If we have learned one thing from the last two weeks though, it’s that this crisis is far from settled, and there will undoubtedly be more unexpected developments before we can say that it is over.


So the Greeks held their collective nerve and voted No on Sunday; now we wait to see whether Germany will follow through on the threat to throw Greece out of the Euro, and perhaps out of the EU altogether.

On the face of it, it makes no economic sense to take such drastic action over what, in the grand scheme of things, are relatively small sums of money, but this has always been as much a political crisis as an economic one, and, in political terms, allowing popular democracy to win out over neoliberal discipline is a much bigger threat to Europe’s rulers than even the worst shocks that might follow a Grexit from the Euro.

So my money (euro, not drachma) is on Merkel sticking to her hard line. Whatever happens, difficult times ahead for Greece.


I’ve been involved in a lot of political activity over the years, but, being honest, I have to admit that most of it has been, if not exactly inconsequential, then marginal at best. A few minor victories here, some setbacks there, nothing that will trouble the historians. I don’t mean this dismissively; progress has always come in countless tiny increments, and some occasional leaps, and it’s usually only with the benefit of hindsight that we can tell what is significant.

That said, I have often found myself daydreaming about what it would have been like to have been around when things were really going down – Russia in 1917, Spain in 1936, Cuba in 1953, Chile in 1973; when the struggle reached a point of crisis and irrevocable choices had to be made. In the accounts I have read of such times life certainly seems to take on an intensity unmatched in my own more pedestrian experience, but often at a considerable personal cost to those involved. On balance I guess I’m glad to have lived, so far at least, in a relatively quiet period.

Of course no one really gets to choose the circumstances they live through, and people can find themselves making history without ever having sought out that responsibility. Such is the fate of the population of Greece, who go to the polls tomorrow to choose between two visions of their future, and perhaps of the future of Europe.

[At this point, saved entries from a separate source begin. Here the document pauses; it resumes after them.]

PR #130, opened 2023-11-10
[BACK-2703] increase max patient tags to 50

ewollesen:


clinics/repo.go
```diff
@@ -462,16 +462,16 @@ func (c *repository) UpdateMRNSettings(ctx context.Context, id string, settings
 	return err
 }
 
-func canAddPatientTag(clinic Clinic, tag PatientTag) (bool, error) {
+func canAddPatientTag(clinic Clinic, tag PatientTag) error {
```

I wouldn’t presume, from my position of comfort in Northern Europe, to fully understand the pressures that will weigh on the Greeks as they cast their ballots, but if I were there I would be voting No. It’s far from certain that a rejection of the EU austerity plan will give Syriza the leverage they need to negotiate a better deal, but accepting a continuation of the disastrous program of the last few years will surely condemn the Greek working class to inescapable poverty.

What I have heard about the political engagement of Greek workers is encouraging, and I am hopeful that they will back Syriza in sufficient numbers to deliver a victory, though it looks like it will be close. Whatever the outcome, something has started – the long, difficult process of turning Europe away from its current course. It’s a task that will require united action across the whole continent, but the movement in Greece could be the inspiration those of us who have thus far lagged behind need to get our act together.

Making up time

Today is going to be one second longer than usual, and I feel I should use the extra time to catch up on my blogging duties. There are two obvious stories that we really should have covered in the past month, but, for one reason and another, never got round to. The first one is the tale of Rachel Dolezal, which is right up our street, concerning as it does issues of social identity and personal reinvention, which we’ve considered many times in the context of virtual worlds. The second, and I think rather more important, is the unfolding situation in Greece, which looks set to come to a head with the referendum this weekend, and is likely to have knock-on effects across the continent, not least on the ongoing debate on EU membership in this country.

So, plenty of work to do. I’ll get right on to it tomorrow…

They were defeated, we won the war

The Battle of Waterloo took place 200 years ago today, and the anniversary has been marked with varying degrees of enthusiasm across Europe; here in the UK we have had reenactments and services of thanksgiving, while the French, perhaps unsurprisingly, have more or less ignored it.

Napoleon’s final defeat is generally remembered, in this country at least, as a stirring British victory over French tyranny; this overlooks the fact that, over the course of the Napoleonic wars, Britain contributed relatively little to the fighting on the ground, preferring to subsidise continental allies. Napoleon was undone by his disastrous campaign in Russia, and his real climatic defeat came at the Battle of Leipzig; the 100 days leading up to Waterloo was just a bloody coda.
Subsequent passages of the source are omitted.